The function PhaseJests generates the time-chart Timechart using the FSA Tests and the specific test requirements CoreTest (statement 1). Clause-Gen (statement 2) uses Timechart and CG to construct the set of conjunctive clauses TESTS, as described in Example 6. SarSolve (statement 3) next checks TESTS for satisfiability and if satisfiable, the function Schedule (statement 4) returns a valid test schedule. 
Experimental Results
We next present experimental results obtained by applying our algorithm to some example SOCs. The SOC Sys-Gen was seen in Section 2. SOCs Grid, Star4, Mesh and Star8 are systolic architectures proposed to study the performance of digital signal processing applications. They consist of processor cores connected in different configurations to effect pipelined processing of input data.
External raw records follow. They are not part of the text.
PR #6574, opened 2020-05-08
Fix #6550: make RustFirefoxAccounts accountManager a Deferred

### LINKED ISSUE #6550: Can't switch to global sync service after 25.0
A number of concerns from users have come up regarding the global sync service in v25
* can not switch to global sync service after 25.0
* Version 25.0 cannot switch to global synchronization service, although the "use local service" switch has been turned off.
* I can not switch to global sync service after 25.0 though I have turned off the "local sync service" switch
* can NOT switch to global service (standard service) after disable the local service option on V25.0.

garvankeeley:
This ensures that there is no race condition of code accessing the accountManager before it
has been initialized (which takes a few ticks to complete).

I can't guarantee this fixes the bug, but it is the only possibility I can think of, and is an area of risk in the code that needs to be eliminated anyway as a possibility.

### DIFF
--- a/Account/FxAPushMessageHandler.swift
+++ b/Account/FxAPushMessageHandler.swift
@@ -6,6 +6,7 @@ import Shared
 import SwiftyJSON
 import Account
 import SwiftKeychainWrapper
+import os.log
 
 private let log = Logger.syncLogger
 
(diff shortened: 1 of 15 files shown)


Client/Application/AppDelegate.swift
```diff
@@ -144,6 +144,9 @@ class AppDelegate: UIResponder, UIApplicationDelegate, UIViewControllerRestorati
         self.updateAuthenticationInfo()
         SystemUtils.onFirstRun()
 
+        RustFirefoxAccounts.startup(prefs: profile.prefs).uponQueue(.main) { _ in
+            print("RustFirefoxAccounts started")
+        }
```
garvankeeley, line 149: This change is moving the startup to earlier in the launch. Should be no different but I can remove the 'if let = profile' bit that was used in the old code.

Account/FxAPushMessageHandler.swift
```diff
@@ -61,58 +62,63 @@ extension FxAPushMessageHandler {
...
-                                    let url = tabData.last?.url ?? ""
-                                    let message = PushMessage.commandReceived(tab: ["title": title, "url": url])
-                                    deferred.fill(Maybe(success: message))
-                            }
-                        case .deviceConnected(let deviceName):
-                            let message = PushMessage.deviceConnected(deviceName)
+                    if events.count > 1 {
+                        // Log to the console for debugging release builds
+                        os_log("%{public}@", log: OSLog(subsystem: "org.mozilla.firefox", category: "firefoxnotificationservice"), type: OSLogType.debug, "Multiple events arrived, only handling the first event.")
+                    }
```
garvankeeley, line 82: While updating the code, I noticed that we only handle the firstEvent. This is how the code always was, but I find that `forEach` loop very misleading, as it implies that multiple events are handled.

Client/Frontend/Extensions/DevicePickerViewController.swift
```diff
@@ -221,7 +221,7 @@ class DevicePickerViewController: UITableViewController {
     }
 
     @objc func refresh() {
-        RustFirefoxAccounts.shared.accountManager.deviceConstellation()?.refreshState()
+        RustFirefoxAccounts.shared.accountManager.peek()?.deviceConstellation()?.refreshState()
```
garvankeeley, line 224: Wherever possible, use `peek()` to see if the account manager exists and is setup, because that is simpler than `.uponQueue() { ... }`. If it is nil, do nothing, and that is safe to do.

RustFxA/RustFirefoxAccounts.swift
```diff
@@ -137,6 +135,10 @@ open class RustFirefoxAccounts {
     }
 
     private init() {
+        // Set-up Rust network stack. Note that this has to be called
+        // before any Application Services component gets used.
+        Viaduct.shared.useReqwestBackend()
```
garvankeeley, line 140: Moved this to a better location here.

Providers/Profile.swift
```diff
@@ -934,19 +939,21 @@ open class BrowserProfile: Profile {
...
-                        d.fill(Maybe(failure: SyncUnlockGetURLError()))
+            profile.rustFxA.accountManager.uponQueue(.main) { accountManager in
+                accountManager.getAccessToken(scope: OAuthScope.oldSync) { result in
+                    guard let accessTokenInfo = try? result.get(), let key = accessTokenInfo.key else {
+                        d.fill(Maybe(failure: ScopedKeyError()))
                         return
                     }
 
-                    d.fill(Maybe(success: SyncUnlockInfo(kid: key.kid, fxaAccessToken: accessTokenInfo.token, syncKey: key.k, tokenserverURL: tokenServerEndpointURL.absoluteString)))
+                    accountManager.getTokenServerEndpointURL() { result in
```
nbhasin2, line 949: nit: spacing (could just be github showing it)

RustFxA/PushNotificationSetup.swift
```diff
@@ -18,18 +18,19 @@ open class PushNotificationSetup {
...
-        let config = PushConfigurationLabel(rawValue: AppConstants.scheme)!.toConfiguration()
-        pushClient = PushClient(endpointURL: config.endpointURL, experimentalMode: false)
-        pushClient?.register(apnsToken).uponQueue(.main) { [weak self] result in
-            guard let pushReg = result.successValue else { return }
-            self?.pushRegistration = pushReg
-            keychain.set(apnsToken, forKey: KeychainKey.apnsToken, withAccessibility: .afterFirstUnlock)
+        RustFirefoxAccounts.shared.accountManager.uponQueue(.main) { accountManager in
+            let config = PushConfigurationLabel(rawValue: AppConstants.scheme)!.toConfiguration()
+            self.pushClient = PushClient(endpointURL: config.endpointURL, experimentalMode: false)
+            self.pushClient?.register(apnsToken).uponQueue(.main) { [weak self] result in
```
nbhasin2, line 24: Nit: spacing (again could be github showing extra space)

The testability results are given in Table 1 . Columns 2 and 3 give the area of the SOCs before and after running our algorithm. The area numbers are actual layout numbers generated after placement and routing with the Octtools package from University of California, Berkeley. Column 4 reports the resultant area overheads for these SOCs, with an average of only 4.4%. Columns 5 and 6 compare the test application time for our approach with the one in [6], which drastically reduces test application time compared to the traditional approaches. Column 7 gives the percentage reduction in the test application time, with an average of 78.5%. Since the scheme in [6] cannot handle some of the SOCs, we conservatively extended their approach to estimate the test application time. Our testability approach achieves 100% test coverage of all embedded cores in all SOCs. For example, the test architecture derived for the SOC Sys-Gen (see Figure 4) provides complete access to apply the scan tests for the core TLU as well as the precomputed test sequences for cores CU and DGI. In this way, all embedded cores are completely tested with the precomputed test sets (or sequences) provided for them.
Conclusions
We provided a comprehensive framework: for analyzing the testability of core-based SOCs for generating low-overhead test architectures and compact test schedules. Salient features of this work include the modeling of transparency, tests and test hardware using finite-state automata, and providing a rigorous system-level testability analysis framework. Experimental results show complete test coverage with low area overheads and test application times.